==== Supplied entries

Issue #435, opened 2016-10-06
Migration to version 10.0


pedrobaeza:
# Todo

https://github.com/OCA/maintainer-tools/wiki/Migration-to-version-10.0
# Modules to migrate
- [x] help_online - By @lmignon - #526 
- [ ] help_popup - By @daramousk - #624
- [x] support_branding - ~~By @nikiwaibel - #465~~ By @robertrottermann - #465 
- [x] web_access_rule_buttons - By @daramousk - #628 
- [ ] web_action_conditionable - By @daramousk - #635 
- [x] web_advanced_search_wildcard - By @tafaRU - #822 
- [x] web_advanced_search_x2x - By @rami-wafaie - #600
- [ ] web_ckeditor4 - By @daramousk - #820 
- [x] ~~web_color~~ - Replaced by _web_widget_color_
- [x] web_confirm_window_close - By @stefanrijnhart - #631 
- [ ] web_context_in_colors - By @spacemonkeythe - #771 
- [ ] web_dashboard_open_action - By @spacemonkeythe - #770 
- [ ] web_dashboard_tile
- [x] web_dialog_size - By @bud-e - #550 
- [ ] web_dom_model_classes
- [ ] web_duplicate_visibility - By @lmignon - #557 
- [x] ~~web_easy_switch_company~~ (Obsolete) By @legalsylvain #450
- [x] web_editor_background_color - By @Yajo - #665 
- [x] web_environment_ribbon - By @sylvain-garancher - #436 
- [x] web_export_view - By @jlzhou - #444
- [x] web_favicon - By @nikiwaibel - #459 
- [ ] web_graph_improved
- [ ] web_group_expand - By @JayVora-SerpentCS
- [x] web_hide_db_manager_link - by @JayVora-SerpentCS - #571
- [x] web_ir_actions_act_window_message - By @benwillig - #640 
- [x] web_ir_actions_act_window_page - By @StefanRijnhart - #729 
- [ ] web_last_viewed_records - By @JayVora-SerpentCS
- [x] ~~web_listview_custom_element_number~~ Included in core
- [x] web_m2x_options - By @chienandalu - #622
- [ ] web_menu_navbar_needaction - By @hbrunn - #1028 
- [x] web_notify - By @JayVora-SerpentCS - #491 
- [ ] web_option_auto_color
- [ ] web_polymorphic_many2one > web_widget_many2one_polymorphic - By @hbrunn - #884 
[...]

PR #444, opened 2016-10-14
[MIG 10.0] web_export_view

jlzhou:
Based on Rodney's pull request '9.0 web export view rv #346'.
Avoided to export the sequence column with handle widget.
Adapted to css class name of odoo 10.0.


jlzhou:
migrate web_export_view to odoo 10.0 #435

rafaelbn:
This module is also being migrated to v9 here: https://github.com/OCA/web/pull/346

jlzhou:
I've signed and sent the CLA out, new line was added to the end of 2 files. What's the next?

jlzhou:
@rafaelbn updated, please review.

jlzhou:
@lasley Please advise what else should be fixed? Thanks.

web_export_view/__init__.py
```diff
@@ -1,21 +1,8 @@
...
-#    This program is distributed in the hope that it will be useful,
-#    but WITHOUT ANY WARRANTY; without even the implied warranty of
-#    MERCHANTABILITY or FITNESS FOR A PARTICULAR PURPOSE.  See the
-#    GNU Affero General Public License for more details.
-#
-#    You should have received a copy of the GNU Affero General Public License
-#    along with this program.  If not, see <http://www.gnu.org/licenses/>.
-#
-##############################################################################
+# Copyright 2016 Henry Zhou (http://www.maxodoo.com)
```
lasley: Are all these copyrights necessary for a file with one line of code? Surely not everyone on this list modified this file.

========

Exercise:
Above are the entries; copy every line among them that contains the word "Affero".

Written solution:
-#    GNU Affero General Public License for more details.
-#    You should have received a copy of the GNU Affero General Public License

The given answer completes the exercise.